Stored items

════

PR #1106, opened 2017-08-17
Add random input scaling

slayton58:
Add ability to specify a range for randomly scaling to a new shortest side. For example, for Resnet50 training, one would set `random_scale=[256,480]` in the `ImageInput` operator to resize to a random shortest side in the range [256, 480]

### DIFF
--- a/caffe2/image/image_input_op.h
+++ b/caffe2/image/image_input_op.h
@@ -60,7 +60,7 @@ class ImageInputOp final
   };
 
   bool GetImageAndLabelAndInfoFromDBValue(
-      const string& value, cv::Mat* img, PerImageArg& info, int item_id);
+      const string& value, cv::Mat* img, PerImageArg& info, std::mt19937 *randgen, int item_id);
   void DecodeAndTransform(
       const std::string& value, float *image_data, int item_id,
       const int channels, std::size_t thread_index);
@@ -99,6 +99,10 @@ class ImageInputOp final
   bool use_caffe_datum_;
   bool gpu_transform_;
   bool mean_std_copied_ = false;
+
+  // random minsize
+  vector<int> random_scale_;
+  bool random_scaling_;
 
   // thread pool for parse + decode
   int num_decode_threads_;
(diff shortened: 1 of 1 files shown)


caffe2/image/image_input_op.h
```diff
@@ -515,6 +541,12 @@ bool ImageInputOp<Context>::GetImageAndLabelAndInfoFromDBValue(
   cv::Mat scaled_img;
 
   int scale_to_use = scale_ > 0 ? scale_ : minsize_;
+
+  // set the random minsize
+  if (random_scaling_) {
+    scale_to_use = std::uniform_int_distribution<>(256, 480)(*randgen);
```
harouwu: Do you think we need to give people option to tune the scaled size? Or can we assume that all the image input will be scaled between 256 to 480?

caffe2/image/image_input_op.h
```diff
@@ -142,7 +146,16 @@ ImageInputOp<Context>::ImageInputOp(
       thread_pool_(std::make_shared<TaskThreadPool>(num_decode_threads_)),
       // output type only supported with CUDA and use_gpu_transform for now
       output_type_(
-          cast::GetCastDataType(ArgumentHelper(operator_def), "output_type")) {
+          cast::GetCastDataType(ArgumentHelper(operator_def), "output_type")),
+      random_scale_(
+          OperatorBase::template GetRepeatedArgument<int>("random_scale", {-1,-1})) {
```
harouwu, line 151: Perhaps adding instructions in the op doc will help people understand better why passing -1 as minimized scale will not be using random scaling.

harouwu (commented):
Only 2 incline comments. Travis CI test is a known issue. I would try to at least disable it today.

caffe2/image/image_input_op.h
slayton58: Good point, this is incorrect - it should be taking the bounds from the `random_scale_` vector

harouwu (approved):
Landing this diff. Although I think we still need to add op schema for ImageInputOp

harouwu (changes requested):
op level all looks good. But please add doc for the new arguments here: https://github.com/caffe2/caffe2/blob/master/caffe2/image/image_input_op.cc#L80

════

◆ **Your instructions**
For this exercise, the records above must be returned exactly.

◆ **Result of this exercise**
PR #1106, opened 2017-08-17
Add random input scaling

slayton58:
Add ability to specify a range for randomly scaling to a new shortest side. For example, for Resnet50 training, one would set `random_scale=[256,480]` in the `ImageInput` operator to resize to a random shortest side in the range [256, 480]

### DIFF
--- a/caffe2/image/image_input_op.h
+++ b/caffe2/image/image_input_op.h
@@ -60,7 +60,7 @@ class ImageInputOp final
   };
 
   bool GetImageAndLabelAndInfoFromDBValue(
-      const string& value, cv::Mat* img, PerImageArg& info, int item_id);
+      const string& value, cv::Mat* img, PerImageArg& info, std::mt19937 *randgen, int item_id);
   void DecodeAndTransform(
       const std::string& value, float *image_data, int item_id,
       const int channels, std::size_t thread_index);
@@ -99,6 +99,10 @@ class ImageInputOp final
   bool use_caffe_datum_;
   bool gpu_transform_;
   bool mean_std_copied_ = false;
+
+  // random minsize
+  vector<int> random_scale_;
+  bool random_scaling_;
 
   // thread pool for parse + decode
   int num_decode_threads_;
(diff shortened: 1 of 1 files shown)


caffe2/image/image_input_op.h
```diff
@@ -515,6 +541,12 @@ bool ImageInputOp<Context>::GetImageAndLabelAndInfoFromDBValue(
   cv::Mat scaled_img;
 
   int scale_to_use = scale_ > 0 ? scale_ : minsize_;
+
+  // set the random minsize
+  if (random_scaling_) {
+    scale_to_use = std::uniform_int_distribution<>(256, 480)(*randgen);
```
harouwu: Do you think we need to give people option to tune the scaled size? Or can we assume that all the image input will be scaled between 256 to 480?

caffe2/image/image_input_op.h
```diff
@@ -142,7 +146,16 @@ ImageInputOp<Context>::ImageInputOp(
       thread_pool_(std::make_shared<TaskThreadPool>(num_decode_threads_)),
       // output type only supported with CUDA and use_gpu_transform for now
       output_type_(
-          cast::GetCastDataType(ArgumentHelper(operator_def), "output_type")) {
+          cast::GetCastDataType(ArgumentHelper(operator_def), "output_type")),
+      random_scale_(
+          OperatorBase::template GetRepeatedArgument<int>("random_scale", {-1,-1})) {
```
harouwu, line 151: Perhaps adding instructions in the op doc will help people understand better why passing -1 as minimized scale will not be using random scaling.

harouwu (commented):
Only 2 incline comments. Travis CI test is a known issue. I would try to at least disable it today.

caffe2/image/image_input_op.h
slayton58: Good point, this is incorrect - it should be taking the bounds from the `random_scale_` vector

harouwu (approved):
Landing this diff. Although I think we still need to add op schema for ImageInputOp

harouwu (changes requested):
op level all looks good. But please add doc for the new arguments here: https://github.com/caffe2/caffe2/blob/master/caffe2/image/image_input_op.cc#L80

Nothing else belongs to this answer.